Class Projects - Fall 2002 Link

Class Projects - Fall 2001 Link

Class Projects Fall 2000 Link.

Group 1

Title: Knowledge SIFTER (Smart Information Filtering Technology for Electronic Resources): Knowledge Acquisition and Integration from multiple heterogeneous sources.

Abstract:

We will extend WebSifter to handle user spatio-temporal queries to generate queries to existing public geo-located data and return a prioritized list. This will require the conversion of a non-technical user query into spatial and/or temporal elements. So the appropriate queries can be made to the databases. This conversion will be based on the existing WebSifter concept of the Ontology Agent. Extra agents will be developed to derive location and time information from the user query. We propose two such agents that will convert location (ex. Washington) and event (ex. 9/11) names to location(s) and time(s). Clearly these agents can be rather extensive; we plan on either accessing a existing database or creating a minimal test database of our own. As proof of concept, that information will then be used to formulate queries for each public database. Further development must be done to access public data sites (ex. USGS and NASA Goddard DAAC) and retrieve the relevant data.

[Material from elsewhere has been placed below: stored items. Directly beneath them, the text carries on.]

PR #4557, opened 2021-09-08
Moved gap between site logo and title from GRID to IMAGE

pbking:
Before:
image
image
image
image

After:
image
image
image
image


jffng (approved):
Will need to be reworked to use the new `gap` variable instead.

PR #4562, opened 2021-09-09
Blockbase: Remove code block CSS

scruffian:
Since https://github.com/WordPress/gutenberg/issues/31135 got merged, we can set the typeography for the code block in theme.json.

Monospace is the default for `code` elements in Chrome (and maybe other browsers) so maybe this is unnecessary, but it's probably better to be explicit?


pbking (approved):
Looks good to me.  The issue pointed out [here](https://github.com/WordPress/gutenberg/pull/31742#discussion_r650724928) doesn't really effect things for us.

PR #4563, opened 2021-09-09
Blockbase: Remove wpcom hook

scruffian:
This removes the wpcom hook, since we are moving it to the wpcom codebase.

See D66600-code


pbking:
Are we sure we want to relinquish control of the customizer?  Would this mean that ALL block-based themes have access to the customizer (or, at some point in the future, none do?) 
Will we only have universal block-based themes on wpcom?  Or will there possibly be non-universal themes where access to the customizer isn't necessary relevant. 
This would also eliminate the usage of the customizer for .org usage of Blockbase which I would argue we don't want to do.  That feels like a decision for the theme, not the environment.

Update: Nevermind. :P
I was confusing this with[ this call ](https://github.com/Automattic/themes/blob/trunk/blockbase/functions.php#L114)which handles the menu.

1. What kind of information does each ontology agent supply to the query?
2. How are the USGS, Goddard DAAC, and NOAA databases queried?
3. How do we generate location information from a user query?
4. How do we generate temporal information from a user query?
5. How should the user format the query?
6. How do we gain extra value from our query?
7. How do we rank our data?
8. How do we handle user queries outside of our source database scope?
9. How do we assure ourselves of the accuracy of our response?
10. How can user feedback be incorporated?

Group 2

Title: Development of a Versatile SNP Database Management Tool by Bridging Pre-existing LIMS with Novel Polymorphic DNA Analysis Tools and Allowing Dynamic User-centric Design and Query

Abstract:

Ten Questions:

Group 3

Title:  Data Management System for the Generation and Validation of an Electronic Common Technical Document (eCTD)

Abstract: 

Recent guidelines among global health authorities will be revolutionizing the means by which the pharmaceutical and biotechnology industries will be applying for licenses to market new drugs. Guidelines for the electronic Common Technical Document (eCTD) allow for the elimination of paper submissions and therefore greatly facilitate the entire process for creation and review of these applications. The creation process, however, will still be a difficult one. Although these guidelines specify a rigid organizational structure for these submissions, the content will vary from one drug application to the next. The numerous files that will represent scientific documents, study reports, and databases will have to be specified with each submission and then organized properly. The availability of a tool to 1) enter and store the required information needed for each required file, 2) automatically organize the files, and 3) generate the required XML “backbone” file(s) (which are used to electronically navigate through the comprehensive document) would greatly facilitate the submission process and replace the tedious, labor intensive process of moving files, renaming files, and entering information manually. This purpose of this project would be to develop such a tool, or set of tools, for achieving this task.

Ten Questions:

1. What specific information would be needed in an eCTD document database?
2. What database architecture would best suit an eCTD document database?
3. Can a flexible data-entry tool be developed so that modifications to the eCTD format can be easily reflected in the data-entry system?
4. Using a database of the necessary files and file attributes needed for each specific eCTD, can a tool be developed that would automatically create the appropriate INDEX.XML file used as the “backbone” of the eCTD?
5. Using the same database, can a tool also be developed for automatically creating the appropriate “study tagging” XML files necessary for each clinical (or non-clinical) study report?
6. Can a tool be developed to handle the task of moving and renaming the files necessary for each specific eCTD from the various locations on a network into the appropriate file structure under the eCTD instance?
7. Can a tool be developed to handle the creation of MD5 checksum values for each file referenced in the eCTD backbone file (index.xml)?
8. Can all of the above-mentioned tools be incorporated into one application?
9. How will changes to health authority and International Conference of Harmonization (ICH) regulations affect each of the eCTD creation tools?
10. How viable would such an application be to the pharmaceutical and biotechnology industry?

Group 4

Title: Molecular Cluster Database

Abstract:

We propose developing a database of molecular cluster structures based on research conducted by the GMU Laboratory for the Computer Design of Materials, and integrating this database with the Cambridge Structural Database (CSD) and the American Mineralogist Crystal Structure Database (AMCSD). We plan to incorporate the interactive software for the AMCSD that allows the molecular cluster structures to be viewed and manipulated and computes physical properties for clusters such as geometry and electron densities. Further, we plan to develop software to compute other cluster properties, and conduct statistical analysis of properties for different size clusters.

Ten Questions:

1. How should attribute data with different physical units be reconciled?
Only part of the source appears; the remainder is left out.